The west already prevents me from consuming whatever antibiotic whenever I want on threat of jail for both me and the people who supply the antibiotic to me.

Yeah, get back to me about legalizing smoking fentanyl on the train after I get to legally buy raw milk.

I sympathise with your position, as someone who supports legalised drugs and criminalised vagrancy. Most people seem to treat them as a package deal, so it's understandable that you'd defend one in order to protect infringements upon the other.

It's unfortunate that things have to be like this, though. We're left with a policy that accommodates the moral non-negotiables of liberals and conservatives, at the cost of screwing up everything else.

You can have legalised drugs and criminalised vagrancy, just how it's fine to shit in a toilet but doing it in public comes under public indecency laws (and for good reason).
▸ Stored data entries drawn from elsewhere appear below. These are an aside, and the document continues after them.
PR #372, opened 2018-10-28
CI: initial azure test

klauer:
Auto-generated azure-pipelines.yml

Separate (nonfunctional) work going on in klauer/caproto@azure

### DIFF
--- a/azure-pipelines.yml
+++ b/azure-pipelines.yml
@@ -1,0 +1,124 @@
+# Python package
+# Create and test a Python package on multiple Python versions.
+# Add steps that analyze code, save the dist with the build record, publish to a PyPI-compatible index, and more:
+# https://docs.microsoft.com/azure/devops/pipelines/languages/python
+# vi: sw=2 ts=2 sts=2 expandtab
+
+variables:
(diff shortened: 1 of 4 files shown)


mrakitin:
The error is caused by the absence of the `requirements.txt` file, which is used here: https://github.com/NSLS-II/caproto/pull/372/files#diff-fec826feae04e51c0d94076385408bdcR25. Should it be `test-requirements.txt` instead?

danielballan:
I think @mrakitin is right.

klauer:
You're both right but also wrong - as the initial PR message above makes note, this is just an autogenerated azure configuration straight from the GitHub app. 

I'm working on it in a separate branch and will push here when ready to avoid the annoying spam that's normally associated with CI-related PRs.

klauer:
OK, I've given up on this for now. It's only in a somewhat working state, but not worth wasting more of my time. 

Feel free to pick up where I left off.

klauer:
Why are we still mucking around with travis when Azure looks like this?

image

Yes, the tests fail - but they do on travis, too, in much less obvious ways.

tacaswell:
leroy jenkins.

PR #375, opened 2018-10-30
ENH: Add search backoff, cancellation, and manual search_now().

### LINKED ISSUE #246: Back off retrying SearchRequests and allow user to cancel requests.
Currently, if I search for a typo-ed PV name in the threading client, the Context will keep searching for it for the life time of the context, and there is no way to tell it to stop (short of mutating its internal `unanswered_searches` dict....).

We should do both of these:

- [ ] Back off if a given SearchRequest keeps failing. Consider the situation when one server with 1000s of PVs goes offline. The vain search for those PVs will clog up the client and slow down searches for other PVs.
- [ ] Provide some public API for saying "nevermind, I don't care about this PV anymore." The `go_idle()` API might be sufficient, but I don't think it's available/applicable to a PV in the 'searching...' state in its current form.

### LINKED ISSUE #365: Fix possible bug in threading client's re-connection.
I haven't had time to chase this down, but anecdotally I have seen reconnection fail between 10-50% of the time. I think the client sends a Create message too soon, never gets a reply, and just lands there. It should go back to square one.

### LINKED ISSUE #371: Clients should watch for beacon anomalies
See Slide 8 [here](https://epics.anl.gov/docs/APS2014/05-CA-Concepts.pdf).

danielballan:
Submitted for discussion. Tested interactively.

Closes #365 
Closes #371 
Closes #246

### DIFF
--- a/caproto/_constants.py
+++ b/caproto/_constants.py
@@ -23,7 +23,7 @@ SEARCH_MAX_DATAGRAM_BYTES = 1472
 
 # How long to wait between EchoRequest and EchoResponse before concluding that
 # server is unresponsive.
-RESPONSIVENESS_TIMEOUT = 2  # seconds
+RESPONSIVENESS_TIMEOUT = 5  # seconds
 
 MAX_TOTAL_SUBSCRIPTION_BACKLOG = 10000  # total per circuit not per subscription
 MAX_SUBSCRIPTION_BACKLOG = 1000  # per subscription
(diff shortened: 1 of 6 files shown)


klauer:
Nice! An important addition.

caproto/_constants.py
```diff
@@ -21,12 +21,9 @@
 # Max of ethernet and 802.{2,3} MTU 1500 - 20(IP header) - 8(UDP header)
 SEARCH_MAX_DATAGRAM_BYTES = 1472
 
-# Servers send beacons at some maximum interval. ("Maximum delay between
-# beacons will be limited by server specified parameter, but is commonly 15
-# seconds.") Servers can be presumed dead and dropped by circuits and repeaters
-# after some interval ("usually 30 seconds"). Reference:
-# https://epics.anl.gov/docs/CAproto.html#secVCUnresponsive
-SERVER_MIA_PRESUMED_DEAD = 60  # seconds
```
danielballan: Note about this deletion: We have a standard, spec-specified value for this in `_utils.py` already, `EPICS_CA_CONN_TMO`.

PR #379, opened 2018-11-08
FIX: empty array checks should use len() explicitly

klauer:
`if not np.array([])` is either deprecated or does not work


danielballan:
I would expect this to fail because bool of a numpy array fails. It asks you to use all or any to differentiate your meaning.

PR #383, opened 2018-11-10
**DO_NOT_MERGE** thread lock debugging / ophyd stage

klauer:
Here's the results as of 950e735 - after reducing unnecessary locking and introducing `TCP_NODELAY`:
```
$ pip install git+https://github.com/klauer/ophyd@load_cl
$ ipython stage_test.py

pyepics
2.39 ms ± 45.7 µs per loop (mean ± std. dev. of 7 runs, 100 loops each)
caproto
3.92 ms ± 175 µs per loop (mean ± std. dev. of 7 runs, 100 loops each)
```

### DIFF
--- a/caproto/_broadcaster.py
+++ b/caproto/_broadcaster.py
@@ -95,8 +95,8 @@ class Broadcaster:
         -------
         commands : list
         """
-        self.log.debug("Received datagram from %r with %d bytes.",
-                       address, len(byteslike))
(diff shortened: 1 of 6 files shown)


klauer:
Not portable or used in epics-base, but perhaps worth looking into for Linux: https://baus.net/on-tcp_cork/

klauer:
Closing in favor of #387 - will keep this branch for future performance debugging purposes.

PR #384, opened 2018-11-12
ENH: default do float PVs in spoof_beamline

tacaswell:


danielballan:
Two builds has one (different) random failure each, unrelated to this change. Merging without re-running.

PR #386, opened 2018-11-12
ENH: implement value-based alarms

tacaswell:


caproto/_data.py
```diff
@@ -751,13 +758,69 @@ def __init__(self, *, value, units='',
...
+                    await self.alarm.write(status=hi_status,
+                                           severity=hi_severity)
+                    return False
+
+            await self.alarm.write(status=AlarmStatus.NO_ALARM,
+                                   severity=AlarmSeverity.NO_ALARM)
+            return True
+
+        # this is HIHI and LOLO limits
+        ok = await limit_checker(val,
```
klauer: Can you pull these out into not-async functions and `await` on `alarm.write` only once?

At some point, we should start worrying more about where we `await` unnecessarily, giving the event loop a chance to switch to some other task.

caproto/ioc_examples/mocking_records.py
```diff
@@ -3,26 +3,38 @@
...
+                   units="mm",
+                   precision=3)
 
     @B.putter
     async def B(self, instance, value):
         if value == 1:
-            # Mocked record will pick up the alarm status simply by use raising
-            # an exception in the putter:
+            # Mocked record will pick up the alarm status simply by
+            # use raising an exception in the putter:
```
klauer:
```suggestion
            # us raising an exception in the putter:
```

caproto/ioc_examples/mocking_records.py
```diff
@@ -3,26 +3,38 @@
...
             raise ValueError('Invalid value!')
 
-    # It's also possible to modify some of the behavior of fields on a per-
-    # record basis. The following function is called whenever A.RVAL is put to:
+    # It's also possible to modify some of the behavior of fields on a
```
klauer: At the risk of being nitpicky, can we forego submitting formatting changes when the original source is already PEP8-compliant?

```
In [2]: len("    # It's also possible to modify some of the behavior of fields on a per-")
Out[2]: 75
In [3]: len("    # It's also possible to modify some of the behavior of fields on a")
Out[3]: 70
```

caproto/server/records.py
```diff
@@ -3641,7 +3473,7 @@ class HistogramFields(RecordFieldGroup):
 
 
 @register_record
-class LonginFields(RecordFieldGroup):
+class LonginFields(RecordFieldGroup, _Limits):
```
klauer: I have not checked the other changes to ensure that switching in `_Limits` doesn't affect anything.

However, it's obvious here that it's incorrect: `longin` limits should _not_ be `ChannelType.DOUBLE`, they should be `ChannelType.LONG`.

caproto/ioc_examples/mocking_records.py
tacaswell: I was just trusting emacs paragraph re-flow

caproto/_data.py
tacaswell: Isn't more await better to give it more chances to multi-task?

caproto/server/records.py
```diff
@@ -727,11 +695,6 @@ class AcalcoutFields(RecordFieldGroup):
         doc='Number of Elements',
         read_only=True)
     _link_parent_attribute(display_precision, 'precision')
-    _link_parent_attribute(hihi_alarm_limit, 'upper_alarm_limit')
-    _link_parent_attribute(high_alarm_limit, 'upper_warning_limit')
-    _link_parent_attribute(low_alarm_limit, 'lower_warning_limit')
-    _link_parent_attribute(lolo_alarm_limit, 'lower_alarm_limit')
-    _link_parent_attribute(low_operating_range, 'lower_ctrl_limit')
```
tacaswell: @klauer This was missing the high_operating_range links, I assumed that was an error in the initial generation?

caproto/server/records.py
```diff
@@ -1572,11 +1544,6 @@ class CalcoutFields(RecordFieldGroup):
     output_specification = pvproperty(
         name='OUT', dtype=ChannelType.STRING, doc='Output Specification')
     _link_parent_attribute(display_precision, 'precision')
-    _link_parent_attribute(hihi_alarm_limit, 'upper_alarm_limit')
-    _link_parent_attribute(high_alarm_limit, 'upper_warning_limit')
-    _link_parent_attribute(low_alarm_limit, 'lower_warning_limit')
-    _link_parent_attribute(lolo_alarm_limit, 'lower_alarm_limit')
-    _link_parent_attribute(low_operating_range, 'lower_ctrl_limit')
```
tacaswell: dittor on missing the high_operating_range link

tacaswell:
ok, I did some aggressive history re-writing and now this is ready to be reviewed commit-by-commit.  Dropped touching the Longin/Longout recrods at all for now and re-organized to pretend I got the logic right on the first try :wink:

caproto/_data.py
klauer: I'd argue that we want more atomicity in simple operations such as this - there is no good reason to task switch out of this.

Thoughts @danielballan ?

caproto/server/records.py
klauer: ~fully~ 99.9% auto-generated - I did the links manually, and of course I screwed them up! Great catch.

caproto/ioc_examples/mocking_records.py
danielballan: Does it touch lines that you don't otherwise edit?

tacaswell:
The tests are failing on search failure for the fields....

caproto/_data.py
danielballan: > I'd argue that we want more atomicity in simple operations such as this - there is no good reason to task switch out of this.

Agreed. If there is a series of operations that we know to be fast (i.e. no I/O) then there is no reason to switch tasks in the middle. That just adds overhead.

Seems like we are in agreement now, in any case.

caproto/ioc_examples/mocking_records.py
klauer: Resolved (for now) after the most recent rebase. Arbitrary sub-79 char wrapping discussion will continue in other channels...

PR #389, opened 2018-11-13
FIX: data picklability

klauer:
OK - this could be squashed as the first 2 commits are using a completely different approach than the last commit. I think the new approach is much better as I noted below.

Tests are passing, ready for review.

### DIFF
--- a/caproto/_data.py
+++ b/caproto/_data.py
@@ -77,10 +77,10 @@ class ChannelAlarm:
             severity_to_acknowledge=severity_to_acknowledge,
             alarm_string=alarm_string)
 
-    def __setstate__(self, val):
+    def __setstate__(self, state):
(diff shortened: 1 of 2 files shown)


danielballan:
Wonderful! I subscribe to Raymond Hettinger's mandate that if you really must define a custom type if your library, you ought to make it pickle-able.

klauer:
So, in testing this and remembering how `__getstate__`/`__setstate__` is so unwieldy, I stumbled upon [`__getnewargs_ex__`](https://docs.python.org/3/library/pickle.html#object.__getnewargs_ex__ ). It seems vastly superior to me in this use case. 

I'm happy to switch it back if I'm missing something though!

danielballan:
Nice find with `__getnewargs_ex__`!

PR #390, opened 2018-11-15
Add an editorconfig.

danielballan:
This should tell vim/emacs/whatever to line-wrap at 79. Notice that
we only _enforce_ wrapping at 115 to allow for the occasional situation
where a longer line is easier to read. But we encourage wrapping at 79.

### DIFF
--- a/.editorconfig
+++ b/.editorconfig
@@ -1,0 +1,5 @@
+[*.py]
+indent_style = space
+indent_size = 4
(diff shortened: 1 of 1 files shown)


danielballan:
The modern ones do. Vim and emacs and other older ones do with a plugin. Details: https://editorconfig.org/#overview

PR #391, opened 2018-11-16
CI: remove CircleCI

klauer:


mrakitin:
What's wrong with CircleCI? I wanted to add it to one of my projects, but would like to learn why not to use it. Thanks.

klauer:
It's actually pretty good, but travis is better integrated with GitHub. One major feature circle provides is the ability to SSH into the container to debug stuff - which is _soo_ very useful.

caproto CI is difficult enough that managing more than one is not worth our time or effort, sadly. We're looking to move it to azure so we can test on OSX/Windows/Linux all at the same time, but I'm not having much luck with it (and it does not appear to have SSH support).

mrakitin:
Thanks for the nice explanation, @klauer! Azure pipelines seem very attractive. I'll give it a try (for another project first).

PR #393, opened 2018-11-17
ENH: formula IOC example: dynamically create an IOC based on a CLI "formula" parameter

tacaswell:


klauer:
It's a neat example! What do you want to do with this, @tacaswell?

caproto/ioc_examples/dynamic_calc.py
```diff
@@ -0,0 +1,58 @@
...
+
+    @formula.putter
+    async def formula(self, instance, value):
+        c, names = extract_names(value)
+
+        self.c = c
+        self.names = names
+
+        self._pvdb.clear()
+        self._pvdb.update({f'{self.prefix}{n}': ChannelDouble(value=0)
```
bl0x: Why does this have to be ChannelDouble and not pvproperty? I've tried with pvproperty and got an error.

danielballan: Hi @bl0x! It's a good question. The `pvdb` is the lowest-level interface for specifying IOCs in caproto. It maps PV names (strings) to `ChannelData` (and its subclasses, such as `ChannelDouble`).

`PVGroup` and `pvproperty` belong to a higher-level interface that, at the end of the day, also produce a `pvdb` of `ChannelData` objects. But it's generally a nicer interface to use for complex applications.

What you have tried to do is _mix_ the two, and that's not possible. If you are hand-altering the `pvdb` dict, directly you're obliged to use `ChannelData`. If you are using `pvproperty`, you must rely on `PVGroup` to build your `pvdb` for you.

tacaswell:
Although, I think the case could be made that we should push the processing of the output on every put to the input PVs....

caproto/ioc_examples/formula_ioc.py
```diff
@@ -0,0 +1,122 @@
...
+        super().__init__(*args, **kwargs)
+        self.code_object = code_object
+        self.var_names = var_names
+
+    @proc.putter
+    async def proc(self, instance, value):
+        ret = await self.compute(instance)
+        await self.output.write(ret)
+
+        return 0
```
danielballan: Should this catch any errors from compute and return 1?

tacaswell:
Right, but that is hard because we need to trigger the processing _after_ the put is complete but we do not currently have a good hook for that.

caproto/ioc_examples/formula_ioc.py
tacaswell: I don't think we have any sematics around return non-zero to mean failure on putters (as the return value of this is what is actually written to the channel).  If this raises, it will be caught by https://github.com/NSLS-II/caproto/blob/0f96128eb764054070b31e4a8c0e9b0e54407873/caproto/_data.py#L473-L486
and sets an alarm on proc.

We probably should make all of the PVs share the same alarm...

tacaswell: They now all share an alarm (thanks @klauer for `alarm_group`!).

danielballan:
Are you happy with the state of this, @tacaswell?

tacaswell:
Yes, it exposes a hook we don't have, but as a PoC it is ok.

klauer:
Would be cool to complete this

klauer:
Looks like I may have wasted time on #425 :sigh:

tacaswell:
wait, had 2 of these open?!

tacaswell:
oh, this is the static version.

klauer:
Yeah, confused me, too.

PR #394, opened 2018-11-18
FIX: only propose changing the alarm state if it is actually changed

tacaswell:
This prevents subscriptions for being processed for all signal that
share an alarm if the alarm state has not actually changed.


klauer:
Only failure is due to benchmarks - merging.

Drugs should be legal but their consequences being publicly displayed should get the whip broguht down on your back.

So you think TheMotte's DDOS provider and server would be shut down by government goons if it were registered in Singapore? Is that your argument?

You misunderstand. It's not about people "consensually putting substances in their own bodies", it's about the violence taking place on many subway systems in America such that people will stop taking the subway.

I personally do not care if someone does consensually put substances in their own bodies, provided that this is done in the privacy of their own home, apartment, or other private room. Under this condition, it simply does not affect other people. However, when this is done in public, it creates a risk for violent behavior. Then this violent behavior deters people from using the subway. People not using the subway is bad because they might drive instead, and driving is bad for things like climate change and whatnot. Hence, the argument for prosecuting drug usage in public.